認知症の患者様にマッサージ師ができること

先日、患者様の認知症が進んで来たとご家族様からお話があった、とスタッフから報告がありました。

介護が長くなるとご家族様のライフスタイルも変化して来ます。その変化はダイレクトに患者様の生活にも影響します。
認知症の方の場合、自分の中で出来上がった生活リズムが変化することで、認知症が急に進んでしまうことがあるように思います。

こんな時こそ、少しでも患者様のお力になれるように、マッサージ師だからこそ出来る関わりを模索してもらいたいと思っています。

一番には、やはり身体が痛みや動きにくさがなく、ベストな状態でいていただけるように施術させていただくことじゃないかと思います。

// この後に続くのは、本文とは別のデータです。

PR #160, opened 2020-07-22
Webinf you may now so choose one 171681540

Bloodyaugust:
## Motivation
We need to edit single choice fields.

This design-system change brings the `value` of `CustomFieldInputSingleChoice` in line with what the API expects.

## Acceptance Criteria 
- When a custom field is a single choice field, it is displayed as a single choice field in the custom app
- The single choice field displays other things like label attributes
- The single choice field changes can be saved when the field is dirty (and valid)
- The save button can be enabled / disabled when making changes to the choice field

## PR upkeep checklist

- [x] Change log entry
- [x] Label(s)
- [x] Assignee(s)
- [x] Deployment URL: https://mavenlink.github.io/design-system/webinf-you-may-now-so-choose-one-171681540
- [ ] Green Bigmaven CI check

https://www.pivotaltracker.com/story/show/171681540


src/components/custom-field-input-single-choice/custom-field-input-single-choice.jsx
```diff
@@ -22,9 +24,10 @@ const CustomFieldInputSingleChoice = forwardRef(function CustomFieldInputSingleC
   const [value, setValue] = useState(props.value);
   const [searchValue, setSearchValue] = useState(undefined);
   const inputRef = useRef();
+  const selfRef = ref || useRef();
```
juanca, line 27: We can't be conditionally calling any hook. The `||` is a conditional code flow. 

Instead, we want something like:

```suggestion
  const backupRef = useRef();
  const selfRef = ref || backupRef;
```

Bloodyaugust: Good catch, thanks!

src/components/custom-field-input-single-choice/custom-field-input-single-choice.jsx
```diff
@@ -118,26 +122,29 @@ const CustomFieldInputSingleChoice = forwardRef(function CustomFieldInputSingleC
...
     setSearchValue(newValue);
     setShowOptions(true);
   }
 
-  useImperativeHandle(ref, () => ({
+  useImperativeHandle(selfRef, () => ({
     id: props.id,
     get value() {
-      return value;
+      return value ? [Number(value.id)] : [];
```
juanca, line 136: Non-blocker but future concern:

I was hoping we would keep symmetry between the `value` prop and `value` ref APIs. I think the current custom field choice server APIs are wrong -- we can't do server side search if the `value` is a list of IDs. Keeping symmetry would also make it easier for developers to grok the `value`s: hey, it's the same as the thing we passed in. 

But we can just keep changing the `prop` and `ref` APIs as we improve the system overall.

src/components/custom-field-input-single-choice/custom-field-input-single-choice.test.jsx
```diff
@@ -99,6 +99,21 @@ describe('src/components/custom-field-input-single-choice/custom-field-input-sin
       userEvent.click(screen.getByLabelText('Test label'));
       expect(screen.queryByText('No options available.')).not.toBeInTheDocument();
     });
+
+    it('does not break if the choices are changed', () => {
+      const { rerender } = render(<CustomFieldInputSingleChoice {...requiredProps} choices={[]} />);
+      userEvent.click(screen.getByLabelText('Test label'));
+      expect(screen.getByText('No options available.')).toBeInTheDocument();
+
+      rerender(<CustomFieldInputSingleChoice {...requiredProps} choices={[{ id: '1', label: 'yo' }]} />);
```
juanca, line 108: Do we need to assert that the new choices are available?

src/components/custom-field-input-single-choice/custom-field-input-single-choice.jsx
Bloodyaugust: I agree on all counts, and think we should address this once we have a chance to really sit down and compile/enact changes on the API side, especially if it's us owning a new API endpoint special made for Custom Apps.

src/components/custom-field-input-single-choice/custom-field-input-single-choice.test.jsx
Bloodyaugust: That's a good idea, as it is it only tests for an error being thrown. Your suggestion will make the intent more specific!

PR #161, opened 2020-07-24
Bump testing library; Use toHaveDescription

bennapp:
## Motivation
Latest and greatest baby! (and to use toHaveDescription 😆 )

## PR upkeep checklist

- [ ] Change log entry N/A
- [x] Label(s)
- [x] Assignee(s)
- [ ] Deployment URL: https://mavenlink.github.io/design-system/$BRANCH N/A


bennapp:
Something is wrong with some usages of `not.toBeInTheDocument()`, so I am digging into that now.

package.json
```diff
@@ -33,10 +33,10 @@
     "@babel/plugin-proposal-class-properties": "^7.2.3",
     "@babel/preset-env": "^7.2.3",
     "@babel/preset-react": "^7.0.0",
-    "@testing-library/jest-dom": "^4.2.4",
-    "@testing-library/react": "^10.0.6",
-    "@testing-library/react-hooks": "^3.2.1",
-    "@testing-library/user-event": "^12.0.7",
+    "@testing-library/jest-dom": "^5.11.1",
```
juanca, line 36: the major version bump is a bit scary but if we're green then it's good. do we have any deprecation warnings? or extra output when running tests? it might be a good opportunity to clean it all up

juanca:
We might want to see what is the breaking change between 4.x.x and 5.x.x

bennapp:
Not exactly sure what this means but
https://github.com/testing-library/jest-dom/releases/tag/v5.0.0
Remove extend-expect typings (#182) (c76f8c5), closes #182
BREAKING CHANGES
moving typings to @types/testing-library__jest-dom
This version does not includes types. The next patch release v5.0.1 will. If you need the type definitions please do not update to v.5.0.0.

bennapp:
One thing that is a very odd change is that now `userEvent.tab();` is not triggering `focusin` so two tests in single and multi choice are broken. I can dig a little bit more into the release notes to try to see why this is the case. But I am also considering deleting those tests >.<

juanca:
I can dig into it a bit too. I would prefer to keep the tests around but if it's too difficult we can delete.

足もとがおぼつかなくて歩くのに怖さを感じたり、痛みがあると身体は常に緊張状態にあり、頭の働きをますます低下させてしまうと考えています。
ですから、とりあえず、全身の緊張を取り除くことに全力を尽くすことが何より大切です。

その次には、座る・立つ・歩くという基本の動作を安心して行っていただけるように取り組みます。

怖さをどこで感じているのか、どこを助けてあげたら安心して座ったり歩けるのか、全くの私見ですが、大切なのは、頭なんだと考えています。頭の位置が身体に対してどこにあるのか、頭を支える力が安定的に働いているか、この二つが大きな要因ではないかと考えて、頚部がある程度自由に動くようにマッサージをし、頭を緊張が一番抜ける位置に支持できるように介助します。

また、なんとか歩ける方の場合は、痛みの原因を全て取り除くことが出来ないとしても、痛みの箇所に、体重がかからないように手助けしたり、足りない筋力を補うような介助をして、一緒に歩くようにしています。
部屋の中をほんの5分でもいいのです。
この先、一人で歩けるようになれないかも知れませんが、安心して歩けたという身体の記憶が脳に安心感を与えることが目的だからです。

このようにして、身体の安心・安定を施術中だけであっても感じていただけるように取り組んでいきます。
もちろん、施術中の動きがその後の転倒等のリスクに繋がることがあるので、ご家族様やケアマネジャーと話しながら進めていかなければなりません。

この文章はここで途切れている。